About this exercise: Go through the listing beneath and show each line containing the string "shortened".

(Dataset entries)

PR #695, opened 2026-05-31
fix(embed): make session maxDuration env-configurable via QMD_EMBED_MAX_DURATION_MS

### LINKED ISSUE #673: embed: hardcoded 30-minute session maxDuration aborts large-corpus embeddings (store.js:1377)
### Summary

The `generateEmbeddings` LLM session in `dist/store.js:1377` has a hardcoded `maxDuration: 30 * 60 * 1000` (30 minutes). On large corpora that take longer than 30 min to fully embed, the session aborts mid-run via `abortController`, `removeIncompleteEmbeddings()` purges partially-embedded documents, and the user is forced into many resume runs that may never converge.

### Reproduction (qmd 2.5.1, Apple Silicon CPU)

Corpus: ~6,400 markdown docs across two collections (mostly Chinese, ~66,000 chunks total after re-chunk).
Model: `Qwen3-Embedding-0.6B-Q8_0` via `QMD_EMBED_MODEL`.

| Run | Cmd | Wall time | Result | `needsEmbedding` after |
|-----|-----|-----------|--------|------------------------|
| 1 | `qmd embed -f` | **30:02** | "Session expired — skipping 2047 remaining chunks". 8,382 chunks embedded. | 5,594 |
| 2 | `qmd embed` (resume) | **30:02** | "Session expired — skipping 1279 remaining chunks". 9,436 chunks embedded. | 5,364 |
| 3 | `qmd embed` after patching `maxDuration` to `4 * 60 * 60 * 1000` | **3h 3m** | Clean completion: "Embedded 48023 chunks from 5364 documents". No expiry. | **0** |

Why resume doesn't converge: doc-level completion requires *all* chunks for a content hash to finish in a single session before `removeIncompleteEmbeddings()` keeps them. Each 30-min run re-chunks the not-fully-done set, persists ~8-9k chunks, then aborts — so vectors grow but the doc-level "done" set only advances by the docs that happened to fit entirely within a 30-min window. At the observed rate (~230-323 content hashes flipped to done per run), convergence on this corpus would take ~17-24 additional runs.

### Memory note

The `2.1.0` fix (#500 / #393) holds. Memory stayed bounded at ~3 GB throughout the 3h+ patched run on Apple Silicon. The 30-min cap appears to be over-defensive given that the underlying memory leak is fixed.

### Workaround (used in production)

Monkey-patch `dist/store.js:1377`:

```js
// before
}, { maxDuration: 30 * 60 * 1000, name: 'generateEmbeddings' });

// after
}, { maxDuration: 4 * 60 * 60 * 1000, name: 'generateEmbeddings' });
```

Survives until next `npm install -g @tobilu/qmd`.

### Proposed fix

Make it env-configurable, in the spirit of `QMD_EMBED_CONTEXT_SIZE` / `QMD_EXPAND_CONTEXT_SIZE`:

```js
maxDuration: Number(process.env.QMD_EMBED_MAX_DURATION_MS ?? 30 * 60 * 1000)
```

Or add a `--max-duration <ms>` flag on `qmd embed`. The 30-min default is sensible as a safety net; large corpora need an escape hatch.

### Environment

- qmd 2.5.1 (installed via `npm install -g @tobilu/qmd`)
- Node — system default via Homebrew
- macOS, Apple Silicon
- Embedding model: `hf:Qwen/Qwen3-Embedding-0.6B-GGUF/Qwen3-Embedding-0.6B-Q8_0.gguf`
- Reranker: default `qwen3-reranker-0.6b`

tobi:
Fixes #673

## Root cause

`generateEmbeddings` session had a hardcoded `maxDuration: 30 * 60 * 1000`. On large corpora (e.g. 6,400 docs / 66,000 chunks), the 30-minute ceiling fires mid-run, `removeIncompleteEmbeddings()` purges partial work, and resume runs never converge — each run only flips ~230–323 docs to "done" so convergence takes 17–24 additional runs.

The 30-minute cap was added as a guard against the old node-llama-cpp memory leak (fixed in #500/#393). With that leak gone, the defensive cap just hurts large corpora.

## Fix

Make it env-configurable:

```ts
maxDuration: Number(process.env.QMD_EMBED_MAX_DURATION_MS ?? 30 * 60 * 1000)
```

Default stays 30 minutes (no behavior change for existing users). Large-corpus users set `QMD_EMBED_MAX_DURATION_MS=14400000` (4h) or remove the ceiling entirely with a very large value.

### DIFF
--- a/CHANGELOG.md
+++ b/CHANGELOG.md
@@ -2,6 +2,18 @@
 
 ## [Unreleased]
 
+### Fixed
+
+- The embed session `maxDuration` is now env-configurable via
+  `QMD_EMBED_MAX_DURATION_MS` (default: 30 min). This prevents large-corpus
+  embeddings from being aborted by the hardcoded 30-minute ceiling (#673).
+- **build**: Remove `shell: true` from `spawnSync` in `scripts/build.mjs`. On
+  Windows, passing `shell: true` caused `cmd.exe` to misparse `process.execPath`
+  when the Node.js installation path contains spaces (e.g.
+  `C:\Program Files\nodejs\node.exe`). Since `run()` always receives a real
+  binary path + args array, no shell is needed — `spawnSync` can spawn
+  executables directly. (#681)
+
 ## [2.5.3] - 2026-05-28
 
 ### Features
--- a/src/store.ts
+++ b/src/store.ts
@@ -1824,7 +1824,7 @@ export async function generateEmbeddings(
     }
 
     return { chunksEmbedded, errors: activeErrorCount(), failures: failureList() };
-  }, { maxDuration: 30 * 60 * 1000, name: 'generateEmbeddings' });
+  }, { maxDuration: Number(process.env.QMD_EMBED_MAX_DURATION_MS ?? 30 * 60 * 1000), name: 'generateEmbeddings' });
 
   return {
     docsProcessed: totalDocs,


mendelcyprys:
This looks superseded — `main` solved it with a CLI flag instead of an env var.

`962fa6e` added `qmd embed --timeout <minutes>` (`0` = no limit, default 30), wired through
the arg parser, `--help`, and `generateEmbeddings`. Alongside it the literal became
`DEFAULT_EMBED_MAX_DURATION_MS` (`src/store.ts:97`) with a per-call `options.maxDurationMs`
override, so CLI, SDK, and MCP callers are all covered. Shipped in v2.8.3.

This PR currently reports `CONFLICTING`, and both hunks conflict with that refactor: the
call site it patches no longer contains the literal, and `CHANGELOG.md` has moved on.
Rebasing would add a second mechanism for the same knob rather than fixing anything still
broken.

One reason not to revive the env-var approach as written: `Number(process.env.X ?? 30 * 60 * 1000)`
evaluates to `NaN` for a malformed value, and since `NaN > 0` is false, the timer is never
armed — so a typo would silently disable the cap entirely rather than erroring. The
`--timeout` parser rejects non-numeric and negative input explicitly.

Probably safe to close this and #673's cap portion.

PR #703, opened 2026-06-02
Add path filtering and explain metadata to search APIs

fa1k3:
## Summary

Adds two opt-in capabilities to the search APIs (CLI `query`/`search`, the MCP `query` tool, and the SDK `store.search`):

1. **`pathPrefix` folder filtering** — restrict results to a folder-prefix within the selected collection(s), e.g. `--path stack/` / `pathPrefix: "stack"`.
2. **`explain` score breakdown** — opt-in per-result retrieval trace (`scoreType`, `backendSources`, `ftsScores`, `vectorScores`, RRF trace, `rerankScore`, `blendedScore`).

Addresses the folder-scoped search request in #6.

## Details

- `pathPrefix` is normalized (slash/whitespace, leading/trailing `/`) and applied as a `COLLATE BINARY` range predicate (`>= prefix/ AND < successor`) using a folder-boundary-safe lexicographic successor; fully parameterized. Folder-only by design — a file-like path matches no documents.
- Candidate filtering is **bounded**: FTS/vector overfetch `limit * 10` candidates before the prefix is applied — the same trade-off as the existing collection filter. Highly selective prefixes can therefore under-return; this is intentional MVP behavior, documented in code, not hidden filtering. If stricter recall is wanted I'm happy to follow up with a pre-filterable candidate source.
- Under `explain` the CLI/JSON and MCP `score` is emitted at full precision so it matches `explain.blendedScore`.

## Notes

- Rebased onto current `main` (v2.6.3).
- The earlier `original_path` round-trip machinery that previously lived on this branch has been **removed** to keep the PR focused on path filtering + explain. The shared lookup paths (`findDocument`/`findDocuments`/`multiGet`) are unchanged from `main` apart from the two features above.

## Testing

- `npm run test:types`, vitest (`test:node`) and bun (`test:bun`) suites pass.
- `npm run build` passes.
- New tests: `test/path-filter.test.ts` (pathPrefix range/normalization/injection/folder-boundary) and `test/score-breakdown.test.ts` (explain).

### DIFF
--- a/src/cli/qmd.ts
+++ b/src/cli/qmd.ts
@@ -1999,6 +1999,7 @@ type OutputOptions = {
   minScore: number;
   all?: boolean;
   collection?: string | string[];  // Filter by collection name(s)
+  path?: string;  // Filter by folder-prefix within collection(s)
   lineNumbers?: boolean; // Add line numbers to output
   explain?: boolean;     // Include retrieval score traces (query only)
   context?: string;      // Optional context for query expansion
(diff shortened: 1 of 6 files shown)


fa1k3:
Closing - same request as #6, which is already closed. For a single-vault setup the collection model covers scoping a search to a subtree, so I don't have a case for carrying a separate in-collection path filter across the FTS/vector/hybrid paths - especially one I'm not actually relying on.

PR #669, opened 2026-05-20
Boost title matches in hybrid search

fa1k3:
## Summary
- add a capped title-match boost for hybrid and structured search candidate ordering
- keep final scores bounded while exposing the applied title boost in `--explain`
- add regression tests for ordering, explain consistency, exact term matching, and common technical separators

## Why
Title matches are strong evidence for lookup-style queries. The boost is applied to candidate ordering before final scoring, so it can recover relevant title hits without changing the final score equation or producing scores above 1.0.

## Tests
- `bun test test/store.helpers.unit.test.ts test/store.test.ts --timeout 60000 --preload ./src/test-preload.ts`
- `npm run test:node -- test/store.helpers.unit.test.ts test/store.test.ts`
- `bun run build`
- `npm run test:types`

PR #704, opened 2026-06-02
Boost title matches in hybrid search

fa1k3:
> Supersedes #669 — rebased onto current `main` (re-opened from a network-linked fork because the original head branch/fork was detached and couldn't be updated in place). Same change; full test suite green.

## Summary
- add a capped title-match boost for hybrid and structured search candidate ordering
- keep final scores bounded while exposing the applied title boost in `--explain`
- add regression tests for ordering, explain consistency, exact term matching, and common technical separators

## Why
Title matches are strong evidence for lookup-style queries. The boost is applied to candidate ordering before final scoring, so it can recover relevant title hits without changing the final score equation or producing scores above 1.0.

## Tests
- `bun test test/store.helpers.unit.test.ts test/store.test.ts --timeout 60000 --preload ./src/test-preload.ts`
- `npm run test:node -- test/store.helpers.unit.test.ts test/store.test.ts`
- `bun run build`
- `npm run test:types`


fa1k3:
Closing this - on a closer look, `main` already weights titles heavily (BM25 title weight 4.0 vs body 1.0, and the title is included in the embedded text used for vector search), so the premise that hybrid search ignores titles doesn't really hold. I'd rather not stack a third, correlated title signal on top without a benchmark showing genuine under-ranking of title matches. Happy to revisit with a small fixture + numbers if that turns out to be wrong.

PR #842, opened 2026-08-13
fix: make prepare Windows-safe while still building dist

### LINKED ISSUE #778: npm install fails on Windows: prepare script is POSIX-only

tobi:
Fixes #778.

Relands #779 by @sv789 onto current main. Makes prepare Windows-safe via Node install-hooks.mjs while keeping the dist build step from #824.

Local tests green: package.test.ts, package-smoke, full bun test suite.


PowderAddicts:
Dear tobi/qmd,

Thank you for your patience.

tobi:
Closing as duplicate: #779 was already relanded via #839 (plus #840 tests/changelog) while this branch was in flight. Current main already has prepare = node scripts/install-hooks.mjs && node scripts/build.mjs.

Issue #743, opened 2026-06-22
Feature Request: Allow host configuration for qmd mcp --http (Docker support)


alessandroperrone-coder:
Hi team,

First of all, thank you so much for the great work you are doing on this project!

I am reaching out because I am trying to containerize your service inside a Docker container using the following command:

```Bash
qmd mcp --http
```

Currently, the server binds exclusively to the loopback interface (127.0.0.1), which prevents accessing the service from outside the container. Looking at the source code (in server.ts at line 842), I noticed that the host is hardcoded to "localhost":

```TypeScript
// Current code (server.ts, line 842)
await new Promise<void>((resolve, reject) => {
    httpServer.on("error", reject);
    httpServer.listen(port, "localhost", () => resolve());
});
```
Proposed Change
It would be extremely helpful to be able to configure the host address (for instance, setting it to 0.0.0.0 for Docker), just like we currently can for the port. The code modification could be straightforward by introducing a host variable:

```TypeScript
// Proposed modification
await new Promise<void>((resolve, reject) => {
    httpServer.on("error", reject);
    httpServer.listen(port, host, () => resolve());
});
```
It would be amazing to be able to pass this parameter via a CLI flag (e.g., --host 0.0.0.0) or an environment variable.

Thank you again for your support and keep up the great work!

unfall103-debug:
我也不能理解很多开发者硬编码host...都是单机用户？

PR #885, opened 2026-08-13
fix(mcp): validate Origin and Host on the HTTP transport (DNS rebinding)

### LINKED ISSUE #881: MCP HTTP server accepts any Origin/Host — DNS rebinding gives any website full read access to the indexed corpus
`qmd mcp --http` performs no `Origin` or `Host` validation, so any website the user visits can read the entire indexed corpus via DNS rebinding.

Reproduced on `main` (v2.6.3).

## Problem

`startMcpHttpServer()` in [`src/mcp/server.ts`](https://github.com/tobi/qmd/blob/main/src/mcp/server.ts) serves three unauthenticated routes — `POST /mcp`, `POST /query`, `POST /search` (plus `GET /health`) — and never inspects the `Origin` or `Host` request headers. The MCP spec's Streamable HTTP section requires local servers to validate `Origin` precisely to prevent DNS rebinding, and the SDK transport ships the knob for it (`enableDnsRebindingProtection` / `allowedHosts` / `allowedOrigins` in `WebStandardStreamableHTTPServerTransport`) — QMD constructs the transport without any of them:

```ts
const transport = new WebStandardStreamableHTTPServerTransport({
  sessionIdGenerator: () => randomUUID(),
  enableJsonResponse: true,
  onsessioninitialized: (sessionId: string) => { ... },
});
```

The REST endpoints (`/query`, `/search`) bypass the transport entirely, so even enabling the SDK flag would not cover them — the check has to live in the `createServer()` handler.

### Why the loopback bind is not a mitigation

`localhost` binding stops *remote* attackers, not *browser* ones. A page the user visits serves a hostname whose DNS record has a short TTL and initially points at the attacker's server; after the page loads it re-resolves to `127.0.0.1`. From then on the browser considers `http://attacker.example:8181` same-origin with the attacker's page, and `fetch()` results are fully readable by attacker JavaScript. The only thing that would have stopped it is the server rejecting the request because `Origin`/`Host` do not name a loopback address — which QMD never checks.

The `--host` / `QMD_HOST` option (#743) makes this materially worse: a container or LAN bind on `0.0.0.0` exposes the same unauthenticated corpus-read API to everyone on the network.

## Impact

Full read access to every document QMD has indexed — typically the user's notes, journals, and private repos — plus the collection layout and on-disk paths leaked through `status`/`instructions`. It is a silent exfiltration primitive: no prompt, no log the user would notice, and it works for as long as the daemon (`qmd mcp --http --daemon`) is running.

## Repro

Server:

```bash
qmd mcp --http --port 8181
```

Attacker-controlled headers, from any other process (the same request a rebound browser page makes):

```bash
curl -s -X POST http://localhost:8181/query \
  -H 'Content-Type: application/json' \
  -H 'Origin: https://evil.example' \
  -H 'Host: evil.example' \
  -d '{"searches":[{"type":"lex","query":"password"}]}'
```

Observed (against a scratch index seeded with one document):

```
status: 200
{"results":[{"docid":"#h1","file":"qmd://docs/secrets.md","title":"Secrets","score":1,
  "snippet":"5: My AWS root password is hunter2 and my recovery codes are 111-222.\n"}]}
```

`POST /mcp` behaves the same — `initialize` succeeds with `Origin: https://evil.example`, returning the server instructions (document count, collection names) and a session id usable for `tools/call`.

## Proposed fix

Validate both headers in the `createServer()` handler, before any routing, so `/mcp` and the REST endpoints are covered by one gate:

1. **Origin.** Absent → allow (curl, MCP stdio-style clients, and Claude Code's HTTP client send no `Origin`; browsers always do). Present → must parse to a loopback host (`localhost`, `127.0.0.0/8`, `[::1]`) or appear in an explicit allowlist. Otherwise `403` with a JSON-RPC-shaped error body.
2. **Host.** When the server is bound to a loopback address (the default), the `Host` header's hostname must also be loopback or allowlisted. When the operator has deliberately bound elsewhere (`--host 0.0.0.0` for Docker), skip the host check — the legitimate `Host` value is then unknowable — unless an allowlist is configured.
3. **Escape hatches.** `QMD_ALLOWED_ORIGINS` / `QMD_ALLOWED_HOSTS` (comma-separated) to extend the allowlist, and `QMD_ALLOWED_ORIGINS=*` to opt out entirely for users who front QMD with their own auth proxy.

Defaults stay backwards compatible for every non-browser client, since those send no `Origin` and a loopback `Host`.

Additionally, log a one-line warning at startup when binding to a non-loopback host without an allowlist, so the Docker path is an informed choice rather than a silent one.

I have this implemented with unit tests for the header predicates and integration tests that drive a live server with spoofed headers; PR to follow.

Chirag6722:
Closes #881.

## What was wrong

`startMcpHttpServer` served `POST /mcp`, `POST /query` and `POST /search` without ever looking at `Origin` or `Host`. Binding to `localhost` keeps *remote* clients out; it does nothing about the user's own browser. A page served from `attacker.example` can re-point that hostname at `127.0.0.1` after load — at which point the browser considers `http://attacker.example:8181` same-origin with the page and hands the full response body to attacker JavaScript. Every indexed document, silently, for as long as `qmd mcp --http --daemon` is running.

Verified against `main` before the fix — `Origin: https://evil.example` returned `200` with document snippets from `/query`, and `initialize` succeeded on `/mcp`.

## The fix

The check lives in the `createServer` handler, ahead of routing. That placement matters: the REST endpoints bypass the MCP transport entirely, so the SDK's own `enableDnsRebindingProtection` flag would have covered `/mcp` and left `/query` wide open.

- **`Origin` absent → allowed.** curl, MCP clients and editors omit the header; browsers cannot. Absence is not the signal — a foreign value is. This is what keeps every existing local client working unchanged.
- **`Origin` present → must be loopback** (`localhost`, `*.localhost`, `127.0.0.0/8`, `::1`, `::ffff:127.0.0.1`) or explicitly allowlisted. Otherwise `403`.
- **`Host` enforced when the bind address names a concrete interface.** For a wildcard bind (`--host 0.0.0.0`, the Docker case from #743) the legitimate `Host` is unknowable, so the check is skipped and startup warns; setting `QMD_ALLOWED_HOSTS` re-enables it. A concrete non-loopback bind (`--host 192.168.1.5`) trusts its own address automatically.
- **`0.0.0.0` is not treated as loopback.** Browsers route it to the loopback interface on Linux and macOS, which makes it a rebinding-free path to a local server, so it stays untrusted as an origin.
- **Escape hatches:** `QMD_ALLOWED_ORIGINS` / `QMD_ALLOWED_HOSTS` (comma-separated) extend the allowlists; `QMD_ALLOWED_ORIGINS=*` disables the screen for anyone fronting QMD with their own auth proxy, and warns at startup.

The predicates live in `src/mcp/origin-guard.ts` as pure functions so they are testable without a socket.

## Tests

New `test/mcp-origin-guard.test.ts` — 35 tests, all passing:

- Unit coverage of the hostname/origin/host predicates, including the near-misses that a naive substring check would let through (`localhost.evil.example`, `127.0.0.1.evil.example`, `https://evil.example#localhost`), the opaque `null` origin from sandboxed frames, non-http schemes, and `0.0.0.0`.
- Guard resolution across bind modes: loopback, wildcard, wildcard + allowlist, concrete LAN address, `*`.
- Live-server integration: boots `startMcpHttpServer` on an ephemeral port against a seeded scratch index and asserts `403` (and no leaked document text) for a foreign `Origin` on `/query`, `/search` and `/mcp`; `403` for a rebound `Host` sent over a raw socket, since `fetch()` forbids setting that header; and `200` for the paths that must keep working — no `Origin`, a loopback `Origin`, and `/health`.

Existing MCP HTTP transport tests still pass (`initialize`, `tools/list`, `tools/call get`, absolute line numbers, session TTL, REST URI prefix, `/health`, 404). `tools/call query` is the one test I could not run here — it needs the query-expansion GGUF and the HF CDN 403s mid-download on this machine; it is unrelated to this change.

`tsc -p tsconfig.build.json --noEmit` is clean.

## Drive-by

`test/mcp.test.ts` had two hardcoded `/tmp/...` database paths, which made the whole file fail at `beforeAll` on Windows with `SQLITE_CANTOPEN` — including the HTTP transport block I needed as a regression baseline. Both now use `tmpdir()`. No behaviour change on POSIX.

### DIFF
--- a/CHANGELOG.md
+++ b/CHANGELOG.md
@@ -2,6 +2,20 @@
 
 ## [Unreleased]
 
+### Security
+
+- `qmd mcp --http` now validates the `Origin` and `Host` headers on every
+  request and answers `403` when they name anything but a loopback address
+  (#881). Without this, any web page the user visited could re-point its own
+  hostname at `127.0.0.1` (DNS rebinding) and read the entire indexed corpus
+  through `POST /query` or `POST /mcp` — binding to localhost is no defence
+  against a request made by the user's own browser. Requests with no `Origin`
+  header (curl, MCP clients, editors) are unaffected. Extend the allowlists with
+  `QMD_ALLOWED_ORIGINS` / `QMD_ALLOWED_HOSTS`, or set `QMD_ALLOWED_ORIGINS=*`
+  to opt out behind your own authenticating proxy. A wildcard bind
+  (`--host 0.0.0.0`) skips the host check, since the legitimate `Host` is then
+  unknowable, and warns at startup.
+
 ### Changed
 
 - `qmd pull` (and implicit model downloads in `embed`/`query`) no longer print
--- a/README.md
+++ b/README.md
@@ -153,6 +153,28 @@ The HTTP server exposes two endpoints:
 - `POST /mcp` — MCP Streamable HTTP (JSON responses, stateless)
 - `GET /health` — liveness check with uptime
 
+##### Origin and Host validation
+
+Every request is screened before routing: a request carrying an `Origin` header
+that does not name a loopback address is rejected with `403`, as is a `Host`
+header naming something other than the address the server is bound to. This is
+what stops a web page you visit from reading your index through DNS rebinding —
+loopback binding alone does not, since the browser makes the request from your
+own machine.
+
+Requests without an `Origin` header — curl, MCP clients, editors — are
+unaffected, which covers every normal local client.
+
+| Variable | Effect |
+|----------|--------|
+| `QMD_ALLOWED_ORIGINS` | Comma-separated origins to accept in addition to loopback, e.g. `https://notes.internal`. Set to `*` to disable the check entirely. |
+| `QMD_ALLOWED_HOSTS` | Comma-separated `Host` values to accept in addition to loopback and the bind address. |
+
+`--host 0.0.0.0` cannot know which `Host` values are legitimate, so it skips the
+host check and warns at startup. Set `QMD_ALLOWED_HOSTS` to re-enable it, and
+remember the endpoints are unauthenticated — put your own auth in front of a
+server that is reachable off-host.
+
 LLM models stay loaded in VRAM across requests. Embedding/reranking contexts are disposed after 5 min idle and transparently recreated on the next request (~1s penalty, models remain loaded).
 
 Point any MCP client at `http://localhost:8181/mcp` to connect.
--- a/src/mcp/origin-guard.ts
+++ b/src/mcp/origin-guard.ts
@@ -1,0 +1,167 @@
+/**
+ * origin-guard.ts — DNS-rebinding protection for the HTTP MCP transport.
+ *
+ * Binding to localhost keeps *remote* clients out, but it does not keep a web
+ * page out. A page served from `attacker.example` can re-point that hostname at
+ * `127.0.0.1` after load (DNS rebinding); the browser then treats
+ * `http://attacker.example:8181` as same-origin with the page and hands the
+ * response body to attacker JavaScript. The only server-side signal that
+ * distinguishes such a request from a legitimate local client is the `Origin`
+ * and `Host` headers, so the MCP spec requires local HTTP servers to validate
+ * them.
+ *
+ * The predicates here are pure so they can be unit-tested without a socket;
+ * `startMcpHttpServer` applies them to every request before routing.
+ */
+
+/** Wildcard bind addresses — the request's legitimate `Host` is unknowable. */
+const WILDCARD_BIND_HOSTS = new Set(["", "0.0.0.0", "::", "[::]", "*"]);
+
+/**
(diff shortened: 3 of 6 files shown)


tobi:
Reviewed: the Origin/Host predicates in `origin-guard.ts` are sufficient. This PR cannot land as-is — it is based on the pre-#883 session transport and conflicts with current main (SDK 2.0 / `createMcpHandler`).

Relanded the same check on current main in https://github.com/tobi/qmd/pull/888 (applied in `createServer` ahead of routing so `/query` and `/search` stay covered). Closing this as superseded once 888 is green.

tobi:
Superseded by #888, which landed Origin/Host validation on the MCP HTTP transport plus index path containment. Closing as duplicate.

(End Dataset entries)

Exercise answer:
(diff shortened: 1 of 6 files shown)
(diff shortened: 3 of 6 files shown)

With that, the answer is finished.